An important theme throughout this semester will be viewing the process of developing software as an engineering process. Now, engineers in traditional engineering disciplines, civil engineers, electrical engineers, and the like, face trade offs in developing a new product, trade offs in cost, performance, and quality. One of the jobs of an engineer is to look at competing proposals for the design of a new product and to estimate ahead of time the cost, the speed, the strength, the quality, etc. of products that would result from these competing designs.

Software developers face the same kinds of choices. Early on, you may have several alternative designs and need to make a decision about which of those designs to actually pursue. It's no good waiting until the program has already been implemented, written down in code. By then you've already committed to one design and invested significant resources into it.

How do we make these kinds of choices? In this course, we'll be looking at mathematical techniques for analyzing algorithms to determine what their speed will be. It will be important that we do this both with real algorithms already written into code and with proposed algorithms that have been given a much sketchier description, probably written in pseudocode.

Suppose that we worked for a company that was producing word processors and other text manipulation programs. They have decided to add an automatic spell-check feature to the product line. Our designers have considered the process of how to check a document for spelling errors (i.e., any words not in a "dictionary" of known words) and have proposed two different algorithms for finding the set of misspelled words within a target file.

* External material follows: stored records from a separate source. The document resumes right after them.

PR #271, opened 2020-09-03
Handling ValidationException in HTTP API creation & status patching.

vijtrip2:
Generates Go code that checks for required fields in ReadOne
Input shapes in the sdkFind method.

The generate content now looks like
```
func (rm *resourceManager) sdkFind(
	r *resource,
) (*resource, error) {
         // If all the required fields in the input shape are missing, AWS
         // resource is not created yet. Return NotFound here to indicate
         // to callers that the resource isn't yet created.
         if rm.requiredFieldsMissingFromReadOneInput(r) {
                return nil, ackerr.NotFound
         }
...
}
...
func (rm *resourceManager) requiredFieldsMissingFromReadOneInput(
    r *resource,
) bool {
{{ GoCodeRequiredFieldsFromReadOneInput "r" }}
}
```
Issue #127

### DIFF
--- a/apis/core/v1alpha1/resource_metadata.go
+++ b/apis/core/v1alpha1/resource_metadata.go
@@ -24,7 +24,9 @@ type ResourceMetadata struct {
 	// when it has verified that an "adopted" resource (a resource where the
 	// ARN annotation was set by the Kubernetes user on the CR) exists and
 	// matches the supplied CR's Spec field values.
-	ARN *AWSResourceName `json:"arn"`
+	//TODO(vijat@): Find a better strategy for resources that do not have ARN in CreateOutputResponse
+	// https://github.com/aws/aws-controllers-k8s/issues/270
+	ARN *AWSResourceName `json:"arn,omitempty"`
 	// OwnerAccountID is the AWS Account ID of the account that owns the
 	// backend AWS service API resource.
 	OwnerAccountID *AWSAccountID `json:"ownerAccountID"`
--- a/apis/core/v1alpha1/resource_metadata.go
+++ b/apis/core/v1alpha1/resource_metadata.go
@@ -24,9 +24,7 @@ type ResourceMetadata struct {
 	// when it has verified that an "adopted" resource (a resource where the
 	// ARN annotation was set by the Kubernetes user on the CR) exists and
 	// matches the supplied CR's Spec field values.
-	//TODO(vijat@): Find a better strategy for resources that do not have ARN in CreateOutputResponse
-	// https://github.com/aws/aws-controllers-k8s/issues/270
-	ARN *AWSResourceName `json:"arn,omitempty"`
+	ARN *AWSResourceName `json:"arn"`
 	// OwnerAccountID is the AWS Account ID of the account that owns the
 	// backend AWS service API resource.
 	OwnerAccountID *AWSAccountID `json:"ownerAccountID"`
--- a/pkg/generate/apigwv2_test.go
+++ b/pkg/generate/apigwv2_test.go
@@ -14,6 +14,7 @@
 package generate_test
 
 import (
+	"fmt"
 	"testing"
 
 	"github.com/stretchr/testify/assert"
@@ -226,4 +227,13 @@ func TestAPIGatewayV2_Route(t *testing.T) {
 	}
 `
 	assert.Equal(expCreateOutput, crd.GoCodeSetOutput(model.OpTypeCreate, "resp", "ko.Status", 1))
+
+	expRequiredStatusFieldsMissingFromReadOneInput := `
+	if r.ko.Status.RouteID == nil  {
+		return true
+	} else {
+		return false
+	}
+`
+	assert.Equal(expRequiredStatusFieldsMissingFromReadOneInput, fmt.Sprintf("\n%s\n", crd.GoCodeRequiredStatusFieldsMissingFromReadOneInput("r.ko", 1)))
 }
--- a/pkg/model/crd.go
+++ b/pkg/model/crd.go
@@ -359,6 +359,36 @@ func (r *CRD) ExceptionCode(httpStatusCode int) string {
 	return "UNKNOWN"
 }
 
+// Return true if all the required status fields are missing from ReadOneInput. Else, return false
+// Sample Output:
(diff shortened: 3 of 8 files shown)


apis/core/v1alpha1/resource_metadata.go
```diff
@@ -24,7 +24,9 @@ type ResourceMetadata struct {
 	// when it has verified that an "adopted" resource (a resource where the
 	// ARN annotation was set by the Kubernetes user on the CR) exists and
 	// matches the supplied CR's Spec field values.
-	ARN *AWSResourceName `json:"arn"`
+	//TODO(vijat@): Find a better strategy for resources that do not have ARN in CreateOutputResponse
+	// https://github.com/aws/aws-controllers-k8s/issues/270
+	ARN *AWSResourceName `json:"arn,omitempty"`
 	// OwnerAccountID is the AWS Account ID of the account that owns the
 	// backend AWS service API resource.
 	OwnerAccountID *AWSAccountID `json:"ownerAccountID"`
```
jaypipes, line 32: Probably want to omitempty on this one too, but let's handle that in a separate PR.

jaypipes (changes requested):
@vijtrip2 can we have separate PRs , one for the status patching changes and one for the validation code changes? For the status patching PR, we'd want to regenerate the checked in service controllers after making those changes to the templates.

apis/core/v1alpha1/resource_metadata.go
vijtrip2: I thought OwnerAccountId will always be present in the resourceManager but yeah for the worst case we can make it optional too. I don't have any strong argument against it.

pkg/model/crd.go
```diff
@@ -448,6 +466,24 @@ func (r *CRD) GoCodeSetInput(
 	out := "\n"
 	indent := strings.Repeat("\t", indentLevel)
 
+	// During initial creation of aws resource, return NotFoundError if all the required Status fields are missing for ReadOne call.
+	// Status fields will be populated after object creation
+	if OpTypeGet == opType {
+		var requiredKoStatusFields = r.RequiredStatusFieldsForReadOneInput()
+		if len(requiredKoStatusFields) > 0 {
+			allRequiredKoStatusFieldsMissingComment := "// If all the requiredKoStatusFields are missing, AWS resource is not created yet. Return NotFound exception\n"
```
jaypipes, line 474: For this kind of thing where there is a long comment and an if condition on the operation type, I'd prefer to put this kind of thing into the template and not the Go code generator.

In other words, here:

https://github.com/aws/aws-controllers-k8s/blob/1cabf4d5a2a159a68ffe7f44d8a4965fe3034d47/templates/pkg/crd_sdk.go.tpl#L39

You would not need to have an `if` conditional because you're already in the "ReadOne" input shape block.

You could add this into the template:

```go
// If all the required fields in the input shape are missing, AWS
// resource is not created yet. Return NotFound here to indicate
// to callers that the resource isn't yet created.
if rm.requiredFieldsMissingFromReadOneInput(r) {
    return nil, ackerr.NotFound
}
```

and then later, in this section:

https://github.com/aws/aws-controllers-k8s/blob/1cabf4d5a2a159a68ffe7f44d8a4965fe3034d47/templates/pkg/crd_sdk.go.tpl#L103-L113

Add this:

```go
func (rm *resourceManager) requiredFieldsMissingFromReadOneInput(
    r *resource,
) bool {
{{ GoCodeRequiredFieldsFromReadOneInput "r" }}
}
```

And then all you need to do is implement a separate `CRD.GoCodeRequiredFieldsFromReadOneInput` method.

jaypipes (changes requested):
@vijtrip2 see inline for a better description of what I was looking for. Also, needs a unit test added to `pkg/generate/apigw_test.go` :)

pkg/generate/apigwv2_test.go
```diff
@@ -226,4 +227,13 @@ func TestAPIGatewayV2_Route(t *testing.T) {
...
 	assert.Equal(expCreateOutput, crd.GoCodeSetOutput(model.OpTypeCreate, "resp", "ko.Status", 1))
+
+	expRequiredStatusFieldsMissingFromReadOneInput := `
+	if r.ko.Status.RouteID == nil  {
+		return true
+	} else {
+		return false
+	}
+`
+	assert.Equal(expRequiredStatusFieldsMissingFromReadOneInput, fmt.Sprintf("\n%s\n", crd.GoCodeRequiredStatusFieldsMissingFromReadOneInput("r.ko", 1)))
```
jaypipes, line 238: Instead of the above, a cleaner approach might be:

```go
got := crd.GoCodeRequiredStatusFieldsMissingFromReadOneInput("r.ko", 1)
assert.Equal(strings.Trim(expRequiredStatusFieldsMissingFromReadOneInput), got)
```

pkg/model/crd.go
```diff
@@ -359,6 +359,54 @@ func (r *CRD) ExceptionCode(httpStatusCode int) string {
 	return "UNKNOWN"
 }
 
+// Return true if all the required status fields are missing from ReadOneInput. Else, return false
```
jaypipes, line 362: top tip for Golang...

Godoc expects docstring comments for all targets (methods, functions, types and fields) to be in the form `{{ Target }} blah blah`. So, for this method, the docstring should be like this:

```go
// GoCodeRequiresStatusFieldsMissingFromReadOneInput returns true if all the
// required status fields are missing...
```

This expected format helps godoc generate documentation for various targets and keeps the docstrings consistent.

But, remember that this function doesn't actually return true or false :) It returns a **string** with Go code that returns true or false ;) So, that docstring isn't quite true (pun intended).

templates/pkg/crd_sdk.go.tpl
```diff
@@ -101,6 +108,12 @@ func (rm *resourceManager) sdkFind(
 }
 
 {{- if .CRD.Ops.ReadOne }}
+func (rm *resourceManager) requiredStatusFieldsMissingFromReadOneInput(
```
jaypipes, line 111: no docstring comment for this function? :)

jaypipes (approved):
I've left a few notes for cleanups you can do in a future PR. This looks great for now, thank you @vijtrip2! :)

In the first, shown here, we read words, one at a time, from the target file. Each word that is not in the dictionary gets added to the set of misspellings.

Some of the designers, however, have objected that the first algorithm will waste time by repeatedly looking up common words like "a", "the", etc., in the dictionary.

They suggest an alternative algorithm shown here. It works by first collecting all words from the document to form a concordance, an index of all the words taken from a document together with the locations where they were found. Then each word is checked just once against the dictionary, no matter how many times that word actually occurs within the target document.

So, which of these algorithms is likely to run faster?